Wednesday, May 09, 2007

Englishman spared horrible death -- and he's looking for someone to sue

You've probably read recently about the case of John Brandick, the 62 year old man from Cornwall, who was told he had pancreatic cancer.

Here's a link to the Reuters story about Mr. Brandick: Reuters reports that Brandick quit his job, gave away nearly all of his possessions and stopped paying the mortgage on his home. A year after receiving what he thought was a death sentence, Brandick received an unexpected reprieve: The deadly tumor turned out to be a "non-life-threatening inflammation of the pancreas."

But by this time, however, Brandick was left with "little more than the black suit, white shirt and red tie that he had planned to be buried in."

Brandick wants his money back. Reuters quotes him: "I'm really pleased that I've got a second chance in life... but if you haven't got no money after all this, which is my fault -- I spent it all -- they should pay something back."

Who, I wonder, is "they"?

I of course venture no prediction about the success or failure of Mr. Brandick's potential suit against the hospital that gave him the erroneous diagnosis. His chances in such an action are governed by the laws of Great Britain -- and my license does not extend beyond the boundaries of Illinois. (See disclaimer at the bottom of this page.)

I have speculated, a little, on how Mr. Brandick might fare if he were a citizen of Illinois.

What is the essence of his claim? That he is still alive?

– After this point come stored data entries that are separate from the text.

PR #2183, opened 2019-11-29
Detect when images are of 1-bit type and add a cmap

joa-quim:
With this PR, from Julia I get

```
julia> I = gmtread("C:\\v\\vader.png");

julia> I.colormap
8-element Array{Int32,1}:
   0
   0
   0
   1
 255
 255
 255
   1
```
but I'm not sure if this translate to the right GMT cpt needed for -G option work.

### DIFF
--- a/src/gmt_gdalread.c
+++ b/src/gmt_gdalread.c
@@ -538,8 +538,18 @@ GMT_LOCAL int populate_metadata (struct GMT_CTRL *GMT, struct GMT_GDALREAD_OUT_C
 		Ctrl->ColorMap[j++] = -1;
 	}
 	else {
-		Ctrl->ColorMap = NULL;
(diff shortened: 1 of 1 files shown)


PaulWessel:
I think you added obsolete variables in this commit.  Remember that in gmt_resources.h we have
```
#if def GMT_BACKWARDS_API
	int *ColorMap; 
	int nIndexedColors; 
#endif
```

The approved names are 

```
	int *colormap;                  /* Array with color lookup values */
	int n_indexed_colors;           /* Number of colors in a paletted image */

```

PaulWessel:
Sorry, never mind, yours are in the Ctrl structure, not the GMT_IMAGE one.  Anyway, found a few problems related to BACKWARDS_API of mine so fixing those now.

PR #2190, opened 2019-11-30
Fix label attributes in psevents and transparency in psxy

PaulWessel:
In testing psevents there were a few issues that needed addressing:
1. There was no way to have a different duration for the symbol label. This was addressed with a missing modifier **+l**dt for **-Et**.  The default is still the same duration.
2. The label plotting was simplified since there is only the issue of transparency during the rise and the fade phases.
3. When psxy was called to plot a transparent symbol it failed to reset transparency at the end, thus messing up the transparency of any overlay with transparency that followed.

Documentation has been updated and all tests pass as before (since the tests did not check the above).


PaulWessel:
Not to merge yet since still some issues I need to fix.

PaulWessel:
Good to go, hopefully @joa-quim or @seisman are working today.

Issue #2196, opened 2019-12-02
GMT_Encode_Options and modern mode troubles


PaulWessel:
The GMT mex was built and tested for classic mode.  Experiments by @joa-quim via Julia with modern mode has shown a few issues, which are also shared in GMT mex.  Here I list gmt mex commands:

1. `gmt ('begin') `does initiate a modern mode session, and API->GMT.current.settings.run_mode is set to **GMT_MODERN**. However, when the next module is called, here `gmt('plot', xy)` (xy is a MATLAB matrix),  and the persistent MATLAB API pointer is recycled, the _run_mode_ is back to **GMT_CLASSIC**.  So we don't know we are being called in modern mode; not sure where it gets reset yet.
2. The various checks in _GMT_Encode_Options_ are using classic module names, but we are running **plot**.  I have fixed this to always obtain the classic names, so that problem is solved.
3. Next is the issue of **KEYS**.  I notice many of the _PostScript_ modules have **KEYS** in the format _classic@modern_, and if modern mode we get the _modern_ keys after the @ character, else we get the _classic_ part.  This failed because the run_mode parameter was not set yet.  I can probably set that one one way or the other to extract the correct keys.  A simple ways is to compare if given and classic module name differs, but that will fail if someone uses the name psxy in modern mode (a bad idea anyway, but seems fragile).
4. Yet, many _PostScript_ producing modules do **not** have _classic@modern_ strings and I don't understand why. Some, like pscoast, can do many things and those cases are explicitly handled by tests in GMT_Encode_Options. But, for instance, psxy/plot is only a _PostScript_ producer so why does it not have the modern keys that specifically exclude the _PostScript_ key? As it is, _GMT_Encode_Options_ determines it needs an output filename and we end up with the command `gmt plot -<? ->?`, where the input ? will be linked to data from MATLAB but the output will go crazy since we don't write _PostScript_ to stdout in modern mode.  Again, if we know it is modern mode then all the PostScript keys should just be skipped.

I will try to determine we are modern mode and see if adding modern keys to psxy takes us a step further.

PaulWessel:
[...]

PR #2198, opened 2019-12-02
Fix API

seisman:
See #2196 for context.  This PR addresses those concerns in GMT; a smaller PR will also be submitted for gmtmex.


PaulWessel:
OK, this should take care of any case where an virtual input grid needs to be read twice: once to determine the region and then again as input to the original module.

PaulWessel:
I guess @joa-quim has to do the review on this.

Issue #2207, opened 2019-12-03
gmtinit_round_wesn() can be improved


joa-quim:
This Julia script illustrates the issues
```
gmtbegin("lixo1.png");
      plot([560 4480; 611 4531], lw=1, frame=(axes=:WSen, annot=:a, grid=2, title="(560 4480; 611 4531)"), R=:a);
gmtend("show")
```
![lixo1](https://user-images.githubusercontent.com/537321/70084912-21732d80-1607-11ea-9592-849f9015d805.png)

Other examples
![lixo2](https://user-images.githubusercontent.com/537321/70084986-4bc4eb00-1607-11ea-9987-672298210a2f.png)

![lixo3](https://user-images.githubusercontent.com/537321/70084998-51bacc00-1607-11ea-81ce-674c0828eeef.png)

PR #2208, opened 2019-12-03
Improve the BB rounding algorithm for the Cartesian case.

joa-quim:
This addresses #2207 The figs here are comparable one-to-one with those in that issue. The idea is to always round to the next fifth of a *decade*, where the *decade* is expanding increment calculated with log10.

lixo11

lixo22

lixo33


joa-quim:
Are we still on time to make this the default behavior (instead of ``-Rexact``)?

PaulWessel:
I think nobody will notice.  Sorry, this dropped off. Chat at AGU.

Illinois rejected the idea of a tort of "wrongful life" in cases such as Goldberg v. Ruskin, 113 Ill.2d 482, 499 N.E.2d 406 (1986), and Siemieniec v. Lutheran General Hospital, 179 Ill.2d 80, 688 N.E.2d 130 (1987). Essentially, in "wrongful life" cases damages were sought for the costs of rearing a damaged child on the theory that, if the medical professionals had only properly advised the parents, the child would never have been born. (There might be a claim for "wrongful conception" or "wrongful pregnancy" in Illinois. See, Williams v. University of Chicago Hospitals, 179 Ill.2d 80, 688 N.E.2d 130 (1997) (parents in such a case may recover "damages for the cost of the unsuccessful [sterilization] operation, pain and suffering, any medical complications caused by the pregnancy, the costs of the child's delivery, lost wages, and loss of consortium" -- but not the costs of rearing a normal, healthy child or, as in Williams, the cost of rearing a child born with a congenital disorder.)

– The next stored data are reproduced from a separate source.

PR #2219, opened 2019-12-06
Add new share/tools script to get remote files

PaulWessel:
It is convenient for users to download all the cache and server DEMs prior to trips where internet connectivity may be poor or lacking.  gmt_getremote.sh downloads all the files not already on the system.

Still need a few documentation-related things and possibly Cmake somewhere?

### DIFF
--- a/share/tools/gmt_getremote.sh
+++ b/share/tools/gmt_getremote.sh
@@ -46,6 +46,6 @@ if [ ${cache} -eq 1 ]; then
 fi
 if [ ${data} -eq 1 ]; then
 	echo "Download all remote DEM grids from ${SERVER} not in ~/gmt/server (be very patient)" >&2
-	awk 'NF==3 && $1~/earth/ {print "@"$1}' /tmp/gmt_hash_server.txt | xargs gmt which -Gu
+	awk 'NF==3 && $1~/earth_relief/ {print "@"$1}' /tmp/gmt_hash_server.txt | xargs gmt which -Gu
 fi
 rm -f /tmp/gmt_hash_server.txt
--- a/share/tools/gmt_getremote.sh
+++ b/share/tools/gmt_getremote.sh
@@ -45,7 +45,7 @@ if [ ${cache} -eq 1 ]; then
 	awk 'NF==3 && $1!~/^earth_relief/ {print "@"$1}' /tmp/gmt_hash_server.txt | xargs gmt which -Gc
 fi
 if [ ${data} -eq 1 ]; then
-	echo "Download all remote DEM grids from ${SERVER} not in ~/gmt/server (be very patient)" >&2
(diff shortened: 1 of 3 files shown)


share/tools/gmt_getremote.sh
```diff
@@ -0,0 +1,51 @@
...
+SERVER=`gmt get GMT_DATA_SERVER`
+curl -sk ${SERVER}/gmt_hash_server.txt > /tmp/gmt_hash_server.txt
+if [ $? -ne 0 ]; then
+	echo "Error: curl failed with error $?" >&2
+	exit 1
+fi
+
+if [ ${cache} -eq 1 ]; then
+	echo "Download all cache files from ${SERVER} not in ~/.gmt/cache (be patient)" >&2
+	awk 'NF==3 && $1!~/earth/ {print "@"$1}' /tmp/gmt_hash_server.txt | xargs gmt which -Gc
```
seisman:
```suggestion
	awk 'NF==3 && $1!~/^earth_relief/ {print "@"$1}' /tmp/gmt_hash_server.txt | xargs gmt which -Gc
```
It's better to check if the first column starts with `earth_relief`.

share/tools/gmt_getremote.sh
```diff
@@ -0,0 +1,51 @@
...
+fi
+if [ ${data} -eq 1 ]; then
+	echo "Download all remote DEM grids from ${SERVER} not in ~/gmt/server (be very patient)" >&2
```
seisman:
```suggestion
	echo "Download all remote DEM grids from ${SERVER} not in ~/.gmt/server (be very patient)" >&2
```

share/tools/gmt_getremote.sh
```diff
@@ -0,0 +1,51 @@
...
+	awk 'NF==3 && $1~/earth/ {print "@"$1}' /tmp/gmt_hash_server.txt | xargs gmt which -Gu
```
seisman: I think this command also downloads the 03s and 01s DEMs. Is it intended?

PaulWessel: Hm, no.  Let's not include those - way too much.  Or add special srtm1s and srtm3s targets to the script.

PaulWessel: Wait, there is no earth_relief_01s.grd entry in the hash table.  Don't think we need to do anything about this.

seisman: Yes, you're right. Please also change this line to `$1~/^earth_relief/`

PaulWessel: OK, done.

share/tools/gmt_getremote.sh
seisman: Don't forget this one.

PR #2286, opened 2019-12-16
Allow both -i and -o to specify an open-ended list to end of record

PaulWessel:
If a user wants to shuffle the order of cols 0 and 1 but otherwise read the entire record, they have to list everything that follows the **-i**1,0 list to ensure all numerical columns are added.  She also needs to add ,t to ensure the trailing text is added.  Likewise for output.  This is tedious and requires you to first determine how many columns are present.  This PR allows open-ended ranges to be given, such as

```
-i1,0,4:,t [read col 1, 0, then 4 to the end or external record, plus trailing text]
-o3:,t1  [Write cols 3 to end of internal record, plus 2nd word of trailing text]
```

This adds new capability to GMT.  Also while not pretty (yet), this means **-:** i can be specified as **-i**1,0,2:

### DIFF
--- a/doc/rst/source/explain_-icols_full.rst_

But we have moved far from Mr. Brandick's case. The essence of his complaint is not that he's alive... but that he acted to his detriment because of an erroneous diagnosis.

There are, as you may well imagine, all sorts of cases in Illinois involving misdiagnosis of cancer. Almost all, however, concern the failure to timely diagnose a cancer that was already there or the misdiagnosis of one form of cancer as another form. In either of these cases, the claim is that proper treatment was delayed, often beyond the point at which the claimant could hope for recovery.

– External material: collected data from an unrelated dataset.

Issue #2307, opened 2019-12-20
Annotations for automatically generated CPT


seisman:
See the script and output below:
```
gmt begin map png
gmt grdimage @earth_relief_20m -JH15c -Rg -Baf -BWSen
gmt colorbar
gmt end show
```

![image](https://user-images.githubusercontent.com/3974108/71283463-4f0de580-232e-11ea-952a-13d0073c86d6.png)

PaulWessel:
So the bar is scaled to fit the data range, and when that happens we normally want to use -B to get sane intervals.  On the other hand, the default is to annotate the boundaries as given in the CPT.  I guess we need to know if the cpt was stretched and hence we should instead default to -B.

PaulWessel:
In terms of detecting that we have this case, perhaps we can do so by examining the z-levels? I.e., if they are not equidistant and not integers? but may not be what users want.  Seems like we need to remember that we automatically stretched the CPT to fit a data range, not a user-specified range? If someone did `gmt makecpt -Cgeo -T-9000/9000` then that is different from just using a grids min/max. The autostretch happens in grd2kml, grdimage, grdvector and grdview.  These have a **-C**...[**+i**dz] that can be used to round the CPT rather than use the raw min/max. Perhaps if _dz_ == 0 (not given) we will want to pass that information to the CPT so when it is used (by colorbar) we know we should do -B if no -B was given?
Alternatively, we could just decide that in modern mode all colorbar calls without **-B** gets **-Baf**.

seisman:
> Alternatively, we could just decide that in modern mode all colorbar calls without **-B** gets **-Baf**.

No, users may write their own CPT and want to annotate it in the same as what CPT does.

> The autostretch happens in grd2kml, grdimage, grdvector and grdview. These have a **-C**...[**+i**dz] that can be used to round the CPT rather than use the raw min/max. Perhaps if _dz_ == 0 (not given) we will want to pass that information to the CPT so when it is used (by colorbar) we know we should do -B if no -B was given?

I think this is a better solution.

PR #2311, opened 2019-12-21
Supply -Baf when colorbar plots a stretched CPT

PaulWessel:
Tools like _grdimage_ may produce a stretched CPT that fits the z-range of a grid exactly.  In those cases we cannot let psscale _use_ the CPT levels as annotation and tick intervals but must override via **-Baf**.  This PR does so by adding a comment keyword **STRETCHED** to such CPTs as they are written and then we watch for that word upon reading.  Closes issue #2307.

### DIFF
--- a/doc/rst/source/colorbar_common.rst_
+++ b/doc/rst/source/colorbar_common.rst_
@@ -33,7 +33,7 @@ Optional Arguments
     provided (classic mode only), the default is to annotate every color level based on the
     numerical entries in the CPT (which may be overridden by ULB
     flags in the CPT). The exception to this rule is for CPT files that were scaled to fit the range
-    of a grid exactly and thus have arbitrary color levels; these will trigger an automatic -Baf setting.
+    of a grid exactly and thus have arbitrary color levels; these will trigger an automatic **-Baf** setting.
     To specify custom text annotations for
     intervals, you must append ;\ *annotation* to each z-slice in the CPT.
     For standard **-B** operations, see below.
--- a/doc/rst/source/colorbar_common.rst_
+++ b/doc/rst/source/colorbar_common.rst_
@@ -30,9 +30,11 @@ Optional Arguments
     the right of a vertical bar), except when using the **+m** modifier of the **-D** option. As an
     option, use the y-axis label to plot the data unit to the right of a
     horizontal bar (and above a vertical bar). If **-B** is omitted, or no annotation intervals are
-    provided, the default is to annotate every color level based on the
+    provided (classic mode only), the default is to annotate every color level based on the
     numerical entries in the CPT (which may be overridden by ULB
-    flags in the CPT). To specify custom text annotations for
+    flags in the CPT). The exception to this rule is for CPT files that were scaled to fit the range
+    of a grid exactly and thus have arbitrary color levels; these will trigger an automatic -Baf setting.
+    To specify custom text annotations for
     intervals, you must append ;\ *annotation* to each z-slice in the CPT.
     For standard **-B** operations, see below.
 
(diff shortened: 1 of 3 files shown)


doc/rst/source/colorbar_common.rst_
```diff
@@ -30,9 +30,11 @@ Optional Arguments
     the right of a vertical bar), except when using the **+m** modifier of the **-D** option. As an
     option, use the y-axis label to plot the data unit to the right of a
     horizontal bar (and above a vertical bar). If **-B** is omitted, or no annotation intervals are
-    provided, the default is to annotate every color level based on the
+    provided (classic mode only), the default is to annotate every color level based on the
     numerical entries in the CPT (which may be overridden by ULB
-    flags in the CPT). To specify custom text annotations for
+    flags in the CPT). The exception to this rule is for CPT files that were scaled to fit the range
+    of a grid exactly and thus have arbitrary color levels; these will trigger an automatic -Baf setting.
```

But there have been at least a few Illinois cases in which a doctor has erroneously diagnosed a benign tumor as cancerous -- I say there must have been a few because I know personally of one, although the Appellate Court opinion is not reported -- but the gist of that such an action is to recover damages for the cost of the resultant unnecessary treatment and the associated pain and suffering caused by that treatment.

Mr. Brandick apparently did not seek treatment for his 'cancer' -- he treated himself to an end of life party... a party that ended suddenly when he found he was not yet going to die... and he had only the suit on his back left.

If Mr. Brandick were in Illinois, I don't think I would like his chances for any recovery in his case.

And I think I would persist in this opinion even if it could be readily shown that the misdiagnosis of the non-life-threatening inflammation of the pancreas as pancreatic cancer did not meet the standard of care.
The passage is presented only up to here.